Looked at from a different angle, a movement, organization, or project can truly express and elevate working class interests or it can only claim to be doing that but actually largely or even wholly express and elevate coordinator class interests. I claim workers have a very good eye for the difference. More, I claim workers often harbor great hostility for the coordinator class and it’s arrogance and paternalism. And finally I claim this often plays a role in how workers relate to social programs and campaigns. Some workers will support what is in their interest even if it comes with off-putting coordinator class values, manners, styles, and leadership preponderant. But other workers will rebel so forcefully against coordinatorish aspects that they will doubt or ignore the policy gains they might enjoy. And yes, I believe this kind of reaction explains much working class antipathy toward many social movements for peace, ecological sustainability, and even economic equity, and also played a significant role in the working class support that went and still goes toward Trump. Working class antipathy toward coordinators often exceeds how workers dislike owners for a very simple reason. Most workers never directly encounter an owner, but most workers very frequently encounter coordinator doctors, lawyers, managers, accountants and others and directly feel the paternal arrogance and authoritarian domination of many such folks.
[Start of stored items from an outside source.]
PR #2826, opened 2021-04-14
Fix button alignment (DEV)

d4rken:
Missing top padding if checkin texts are single row.

Before:
Screenshot from 2021-04-14 10-36-33

Now:
Screenshot from 2021-04-14 10-48-56


axelherbstreith (approved):
looks way better 👍

AlexanderAlferov (approved):

PR #2833, opened 2021-04-14
Contact Journal special selection not working (EXPOSUREAPP-6093)

BMItr:
This PR addresses (EEXPOSUREAPP-6093).
There was an annoying bug where the user was able to select multiple items for the journal overview screen by selecting too quick.

**How to test:**
try with many quick clicks to select a person or location inside the diary.
Before this change you were able to produces various items inside the overview screen sometimes.
With this fix the behavior is harmonized and not affected e.g. by the duration of the animation.

**Screenshot-before-fix:**
image


LukasLechnerDev (approved):
LGTM! Tested with Google Pixel 3A. Now I can meet Apollo only once per day.

chiljamgossow (commented):
I tested the new version. Creating multiple entries is not possible any more. However, old multiplied entries are still there and cannot be deleted unless I delete the person/location completely. Clicking on those creates more of them.

BMItter:
> I tested the new version. Creating multiple entries is not possible any more. However, old multiplied entries are still there and cannot be deleted unless I delete the person/location completely. Clicking on those creates more of them.

deleting old entries is not part of this ticket.
Create one and solve it if you want.

axelherbstreith (approved):
Nice fix! Quick fingers won't generate duplicated entries anymore 👍 Tested on Samsung Galaxy S8 with Android 10

Issue #2740, opened 2021-04-05
No diary entry shortly after midnight


DerVogel2020:
## Avoid duplicates
* [x ] Bug is not mentioned in the [FAQ](https://www.coronawarn.app/en/faq/)
* [x ] Bug is specific for Android only, for general issues / questions that apply to iOS and Android please raise them in the [documentation repository](https://github.com/corona-warn-app/cwa-documentation)
* [x ] Bug is not already reported in another issue

## Technical details

- Device name: Samsung Galaxy A5 2017
- Android version: 8
- App version: 1.15.2

## Describe the bug

When opening the diary shortly after midnight, there is no entry for today. See screenshot.
![20210405_073017.jpg](https://user-images.githubusercontent.com/65366950/113542219-19a11000-95e4-11eb-8d41-ebe8d9491c4f.jpg)
At about 1:10, there still was no entry.
At about 7:00, the entry appeared.

## Steps to reproduce the issue

Open the diary shortly after midnight. 

## Expected behaviour

Show the diary entry foe today at 0:01.
## Additional context

Maybe it's because of the time change at end of March.

JIRA: [6092](https://jira-ibs.wbs.net.sap/browse/EXPOSUREAPP-6092)

Ein-Tim:
@DerVogel2020 

What happens if you 

a) close the app 
b) switch to the main screen and go back to the contact diary? 

Is there still no entry?

MikeMcC399:
@DerVogel2020 

It looks like the calendar is working on UTC time not local time (CEST = UTC+2 currently).

I enabled flight mode, disabled automatic date and time, then set the clock to tomorrow (Tuesday April 6, 2021)
00:10 then
01:10 then
02:10

It was only when I got to 2 AM that the calendar entry for Tuesday appeared. I tried Force Stopping the app each time to make sure it was not a refresh issue.

Afterwards I set the clock back again to 01:10 and the Tuesday entry disappeared.

Great catch!

DerVogel2020:
> @DerVogel2020 
> 
> What happens if you 
> 
> a) close the app 
> b) switch to the main screen and go back to the contact diary? 
> 
> Is there still no entry? 

Tried both after manually changing date and time. 
The entry didn't appear.

DerVogel2020:
> @DerVogel2020 
> 
> It looks like the calendar is working on UTC time not local time (CEST = UTC+2 currently).
> 
[...]

PR #2835, opened 2021-04-15
Contact Journal time switching at midnight (EXPOSUREAPP-6092, EXPOSUREAPP-6451)

BMItr:
This PR addresses Exposureapp-6092 (Contact journal is switching too late).

**Problem-Description:**
Contact journal is switching /generating a new day one hour late (sometimes only many hours later as reports mention).
This creates a situation where user are not able to edit their diary for the new day e.g. right after midnight.

**How to test:**
- timetravel e.g. to 23:58
- switch to the CWA APP
- check if the Contact Journal creates a new Day at 0:00 (Journal Overview Screen)

->should happen automatically without reopening the diary now (with this fix)

**Screenshot:**
diary_overview_better


MikeMcC399:
Link back to #2740.

LukasLechnerDev (approved):
LGTM. Works like a charm. Tested on Samsung S20+

chris-cwa (approved):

Constructively addressing the coordinator/worker interface while welcoming coordinators to participate in movements that, however, workers lead, becomes a clear priority once we have a three class view.

 

Succinctly put, an economic class is a group of people who by virtue of their position in the economy have broadly shared views, inclinations, and interests, and, in particular are at odds with other such groups and can be either subordinate to them or authoritative toward them. In our view, then, class can arise from ownership relations, but also from position in the division of labor. And while class isn’t the only thing that matters, it is one thing that certainly matters greatly.
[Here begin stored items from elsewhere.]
PR #2836, opened 2021-04-15
Fix risk calc (EXPOSUREAPP-6363)

chiljamgossow:
The bug was caused by the ConfigChangeDetector which has cleared the table with matches, resulting in the disappearance of risk encounters.

On config changes, existing matches need to be kept and a new calculation must be triggered with new config

### DIFF
--- a/Corona-Warn-App/src/main/java/de/rki/coronawarnapp/appconfig/ConfigChangeDetector.kt
+++ b/Corona-Warn-App/src/main/java/de/rki/coronawarnapp/appconfig/ConfigChangeDetector.kt
@@ -1,6 +1,7 @@
 package de.rki.coronawarnapp.appconfig
 
 import androidx.annotation.VisibleForTesting
+import de.rki.coronawarnapp.presencetracing.risk.execution.PresenceTracingWarningTask
 import de.rki.coronawarnapp.risk.RiskLevelSettings
 import de.rki.coronawarnapp.risk.RiskLevelTask
 import de.rki.coronawarnapp.risk.storage.RiskLevelStorage
@@ -46,8 +47,17 @@ class ConfigChangeDetector @Inject constructor(
         val oldConfigId = riskLevelSettings.lastUsedConfigIdentifier
         if (newIdentifier != oldConfigId) {
             Timber.tag(TAG).i("New config id ($newIdentifier) differs from last one ($oldConfigId), resetting.")
-            riskLevelStorage.clear()
-            taskController.submit(DefaultTaskRequest(RiskLevelTask::class, originTag = "ConfigChangeDetector"))
+            riskLevelStorage.clearResults()
+            taskController.submit(
+                DefaultTaskRequest(RiskLevelTask::class, originTag = "ConfigChangeDetector")
+            )
+            taskController.submit(
+                DefaultTaskRequest(
+                    PresenceTracingWarningTask::class,
+                    arguments = PresenceTracingWarningTask.Arguments(true),
+                    originTag = "ConfigChangeDetector"
+                )
+            )
         } else {
             Timber.tag(TAG).v("Config identifier ($oldConfigId) didn't change, NOOP.")
         }
--- a/Corona-Warn-App/src/main/java/de/rki/coronawarnapp/appconfig/ConfigChangeDetector.kt
+++ b/Corona-Warn-App/src/main/java/de/rki/coronawarnapp/appconfig/ConfigChangeDetector.kt
@@ -54,7 +54,6 @@ class ConfigChangeDetector @Inject constructor(
             taskController.submit(
                 DefaultTaskRequest(
                     PresenceTracingWarningTask::class,
-                    arguments = PresenceTracingWarningTask.Arguments(true),
                     originTag = "ConfigChangeDetector"
                 )
             )
--- a/Corona-Warn-App/src/main/java/de/rki/coronawarnapp/presencetracing/risk/calculation/PresenceTracingRiskMapper.kt
+++ b/Corona-Warn-App/src/main/java/de/rki/coronawarnapp/presencetracing/risk/calculation/PresenceTracingRiskMapper.kt
@@ -6,6 +6,8 @@ import de.rki.coronawarnapp.risk.DefaultRiskLevels.Companion.inRange
 import de.rki.coronawarnapp.risk.RiskState
 import de.rki.coronawarnapp.risk.mapToRiskState
 import kotlinx.coroutines.flow.first
+import kotlinx.coroutines.sync.Mutex
+import kotlinx.coroutines.sync.withLock
 import timber.log.Timber
 import javax.inject.Inject
 import javax.inject.Singleton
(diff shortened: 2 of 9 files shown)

We have in our essay series so far seen that implementing remuneration for duration, intensity, and onerousness of work to attain equity, utilizing workers assemblies with diverse decision making methods to attain self management,  and adopting balanced job complexes to avoid class division and ensure full decision-making participation, are all critically important to achieving worthy socialism. But that is not the whole economic story. There is another key aspect of economic life to address, allocation, or what determines how much of this or that is produced and where it all winds up. It turns out that a project can successfully pursue our equity, self management, and participation innovations for a workplace but still have its whole remarkable local achievement undone by a poor choice of how to allocate among workplaces and consumers. So that will be the next focus of this essay series.